Comment 21 Luke Kenneth Casson Leighton 2020-06-25 11:40:12 BST

michael i created a file soc/experiment/pi2ls.py which contains this:

"""
    PortInterface                LoadStoreUnitInterface

    is_ld_i/1          x_ld_i
    is_st_i/1          x_st_i

    data_len/4         x_mask/16  (translate using LenExpand)

    busy_o/1           most likely to be x_busy_o
    go_die_i/1         rst?
    addr.data/48       x_addr_i[4:] (x_addr_i[:4] goes into LenExpand)
    addr.ok/1          probably x_valid_i & ~x_stall_i

    addr_ok_o/1        no equivalent.  *might* work using x_stall_i
    addr_exc_o/2(?)    m_load_err_o and m_store_err_o

    ld.data/64         m_ld_data_o
    ld.ok/1            probably implicit, when x_busy drops low
    st.data/64         x_st_data_i
    st.ok/1            probably kinda redundant, set to x_st_i
"""

it shows the mapping between PI and LSUI, as best as i can determine,
and also shows where LenExpand gets used.  from TestMemoryPortInterface:

            # set up LenExpander with the LD len and lower bits of addr
            lsbaddr, msbaddr = self.splitaddr(ldport.addr.data)
            comb += lenexp.len_i.eq(ldport.data_len)
            comb += lenexp.addr_i.eq(lsbaddr)

and then this should do the trick:

            comb += lsui.x_mask_i.eq(lenexp.exp_o)

btw TestMemoryPortInterface is done as a FSM because, given that it represents
PortInterface, it has to do the 3 things: offer, exchange, complete.

so this is why there is the "adrok_l" latch, because that is kept LOW to
indicate the "offer" phase is still being negotiated.  once "adrok_l" goes
HI this indicates a move into "exchange" phase of the Contract.

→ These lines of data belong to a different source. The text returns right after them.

PR #820, opened 2022-01-06
chore: update README about using metadata auto-population and redirecting JUL handler to STDOUT

minherz:
Add description into README about using automatic metadata population and redirect the JUL handlerto stdout using structured logging.
Refactor code to make it more readable.


minherz:
Merging into wrong branch.

PR #880, opened 2022-02-24
docs(sample): Add sample for Native Image support in Logging 

mpeddada1:
This PR copies over the Logging sample, Setup Instructions and README for native image support from [GoogleCloudPlatform/native-image-support-java](https://github.com/GoogleCloudPlatform/native-image-support-java/tree/master/native-image-samples/native-image-samples-client-library/logging-sample). It  also adds an integration test that can be run as a native image.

* "complete" is represented by reset_l.

the "offer" part the bit where we have to fudge things for a while: still have that
"address ok / not-ok" phase however return fake answers ("yes address is always
ok")

or, if you actually want to make it "work", check the size of the TestMemory,
and if the address is out of range of the size of the TestMemory, actually
set addr_exc_o to 1!

Comment 22 Luke Kenneth Casson Leighton 2020-06-25 18:54:13 BST

oh, also, as you can probably see, i got fed up with LoadStoreUnitInterface names not being clear which were inputs and which were outputs :)

i went through minerva core.py and also loadstore.py and ended up independently confirming what you had identified as input and output.

Comment 23 Luke Kenneth Casson Leighton 2020-06-25 20:55:24 BST

[master 7400c18] start connecting up Pi2LSUI

okok i was bored, i started on it :)

looking at lsmem.py, it occurs to me that simply hooking up
BareMemoryLoadStoreUnit / CacheLoadStoreUnit to harry ho's
sram.py the exact same unit test could be used.

and that that could be done through that reconfigureable
class in bug #403.

Comment 24 Luke Kenneth Casson Leighton 2020-06-26 12:45:41 BST

here's the test class that connects Minerva BareLoadStoreUnit to a
harry ho wishbone-based SRAM:

[master 638a80f] add a test SRAM that lives behind a minerva LoadStoreUnitInterface

Comment 25 Luke Kenneth Casson Leighton 2020-07-13 00:03:01 BST

error handling (exceptions) still TODO here

Comment 26 Luke Kenneth Casson Leighton 2020-08-18 13:54:52 BST

TODO add error handling separately once dcache vhdl has been converted and analysed.  this will tell us the full range of error messages required.